Gomorrah - 1.75" - ???









Steve - 3.75" - Male









Sparta - 4" - Female









Sparta - ~1.25" - Hatchling


----------



## Ciddian (Mar 15, 2006)

awee cuties!


----------



## ajdelosr (Jul 11, 2010)

What's it like cleaning the substrate? I'm still debating on whether to go with river rocks, or empty. Also, have you tried feeding your turtles duckweed, anacharis, or any other type of aquarium plants?


----------



## Joeee (Apr 3, 2010)

I recommend removing those rocks immediately, your turtles may try to eat them, rocks aren't really the best thing for disgestion and can get stuck in their jaws.

But cute turtles =]


----------



## BillD (Jun 5, 2006)

I'll give you a tip to help keep your water cleaner. Don't feed them in the tank.
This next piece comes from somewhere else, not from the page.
PR #12983, opened 2025-03-03
fix(kds): detect properly hanging stream for the same zone

lukidzi:
## Motivation

In a multi-zone architecture, we run a global control plane and multiple zone control planes. Each zone can have multiple instances running, but only the leader is responsible for communicating with the global control plane.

Remove them to a basin, feed them there and wait for them to defecate before putting them back in the tank. Your main tank will stay much cleaner than it is. Snails make an excellent food for them as well.


----------



## Ciddian (Mar 15, 2006)

I use the big river rocks myself. Gives them something to dig around but still a slight pain the in butt to clean. lol

I usually just scoop them all out every once and a while and do a good water change. My turtles did start trying to eat gravel so it was important that I removed it.


----------